# HubLiFE - Winter - Land Based - The Massive



## RekFix (Dec 30, 2011)

Jelly indeed.

Diggin in durps....where it's at..


----------



## Junglefisher (Jun 2, 2008)

indiedog said:


> What was the fish?


Looks like a crap.


----------



## keza (Mar 6, 2007)

Noice.


----------



## koich (Jul 25, 2007)

After Paddy left the party boat in the background starting playing ACDC and Adele whilst we threw rocks at a plastic cup and played cricket with a piece of driftwood.

We didn't catch any fish after that one.


----------



## punchanello (Oct 6, 2011)

What was the fish?


----------



## Dodge (Oct 12, 2005)

patwah said:


> did they release cases of 8X beer after the origin?
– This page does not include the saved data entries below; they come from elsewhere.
PR #5919, opened 2023-10-24
Make DxilRemoveDeadBlocks init DxilModule, fix test

tex3d:
DxilRemoveDeadBlocks assumed it could run with an uninitialized DxilModule, because the test case had been captured from live state without the needed DXIL metadata. DxilRemoveDeadBlocks relies on DxilValueCache, which relies on code in DxilSimplify, which assumes we have a DxilModule if there are dxil ops. Without an initialized DxilModule with the correct low-precision mode, cached ops and types may be wrong.

This change:
- modifies DxilRemoveDeadBlocks to remove bSkipInit
- updates the test to contain the metadata needed to initialize DxilModule

### DIFF
--- a/tools/clang/test/HLSLFileCheck/passes/dxil/dxil_remove_dead_pass/delete_constant_dce.ll
+++ b/tools/clang/test/HLSLFileCheck/passes/dxil/dxil_remove_dead_pass/delete_constant_dce.ll
@@ -1,4 +1,4 @@
-; RUN: %opt %s -dxil-remove-dead-blocks -S | FileCheck %s
+; RUN: %opt %s -hlsl-passes-resume -dxil-remove-dead-blocks -S | FileCheck %s
 
 ; Run the pass, to make sure that %val.0 is deleted since its only use is multiplied by 0.
 ;  %val.0 = phi float [ 1.000000e+00, %if.then ], [ 0.000000e+00, %entry ]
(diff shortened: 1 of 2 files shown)


dmpots (approved):
LGTM

pow2clk (approved):
Looks good!

tools/clang/test/HLSLFileCheck/passes/dxil/dxil_remove_dead_pass/delete_constant_dce.ll
```diff
@@ -102,21 +108,41 @@ attributes #3 = { nounwind readonly }
...
+!41 = !DILocation(line: 20, column: 7, scope: !42)
+!42 = distinct !DILexicalBlock(scope: !4, file: !1, line: 20, column: 7)
+!43 = !DILocation(line: 20, column: 7, scope: !4)
+!44 = !DILocation(line: 21, column: 9, scope: !42)
+!45 = !DILocation(line: 21, column: 5, scope: !42)
+!46 = !DILocation(line: 23, column: 9, scope: !4)
+!47 = !DILocalVariable(tag: DW_TAG_auto_variable, name: "zero", scope: !4, file: !1, line: 23, type: !7)
+!48 = !DILocation(line: 24, column: 19, scope: !4)
+!49 = !DILocation(line: 24, column: 9, scope: !4)
+!50 = !DILocalVariable(tag: DW_TAG_auto_variable, name: "ret", scope: !4, file: !1, line: 24, type: !7)
```
python3kgae, line 147: Do we need debug info for this test?

python3kgae (approved):

adam-yang (approved):

tools/clang/test/HLSLFileCheck/passes/dxil/dxil_remove_dead_pass/delete_constant_dce.ll
tex3d: The original test did, and it's probably good to leave in, since there are debug intrinsic uses, such as `call void @llvm.dbg.value(metadata float %val.0, i64 0, metadata !39, metadata !40), !dbg !38` that should not prevent the dead block from being eliminated.  Besides, it helps for following the IR from the original HLSL scenario.

PR #5925, opened 2023-10-25
NFC: fix dereferencing of past-end iterator

Keenuts:
This worked because the value was valid by luck, but this relies on an undefined behavior.
However, it is allowed to convert the iterator to the pointer without dereferencing it.

This change will also get upstreamed in LLVM.

### DIFF
--- a/tools/clang/include/clang/Sema/CXXFieldCollector.h
+++ b/tools/clang/include/clang/Sema/CXXFieldCollector.h
@@ -66,7 +66,7 @@ public:
 
   /// getCurFields - Pointer to array of fields added to the currently parsed
   /// class.
-  FieldDecl **getCurFields() { return &*(Fields.end() - getCurNumFields()); }
+  FieldDecl **getCurFields() { return Fields.end() - getCurNumFields(); }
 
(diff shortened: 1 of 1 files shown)


Keenuts:
Upstream PR: https://github.com/llvm/llvm-project/pull/70193
Not sure if you prefer to import this patch once merged or not.

sudonatalie:
We have a convention in DXC of wrapping these changes in `// HLSL Change Begin` and `End`, see https://github.com/microsoft/DirectXShaderCompiler/commit/573b652210793368acdc81cffe50ea7071a4c202 for an example. If this isn't any rush then I'd have a slight preference for landing upstream first just in case there's any changes requested there then we can keep them consistent.

Keenuts:
Turns out this is not an actual issue. The standard does allows 2 specific edge cases, deref of null, and one past-end as long as I don't use it outside of getting its address (see linked PR and https://www.open-std.org/jtc1/sc22/wg21/docs/cwg_active.html#232 )

The iterator checker does catches this, because we call the * operator with a bad storage, but the generated code does not do any pointer deref, only pointer arithmetic.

8X was painted on the brewery chimneys within a couple of days after the series win Paddy, but the brew is still coming , think they may have said August/September but not sure, hold up is the can printing not the contents.


----------



## Squidder (Sep 2, 2005)

Nice pictorial Paddy, and great to catch up with you and the mini Wahs  With the benefit of hindsight, we probably should have fished spot XXXXXXXX.1 instead, as they were certainly thick there when I fished it on Sunday with Sibbo.


----------



## ArWeTherYet (Mar 25, 2007)

Bravo gents and little girl, never ceases to amaze me the level of professionalism you guys put in to catching gold fish,well done. Film crew, net man, health and safety girl and the man himself catching the pest, brilliant.


----------



## RekFix (Dec 30, 2011)

Squidder said:


> Nice pictorial Paddy, and great to catch up with you and the mini Wahs  With the benefit of hindsight, we probably should have fished spot XXXXXXXX.1 instead, as they were certainly thick there when I fished it on Sunday with Sibbo.


I'd say that priest has done some work in its time


----------



## robsea (Apr 7, 2010)

koich said:


> After Paddy left the party boat in the background starting playing ACDC and Adele whilst we threw rocks at a plastic cup and played cricket with a piece of driftwood.
> 
> .


Hub on fire. Any Springsteen?


----------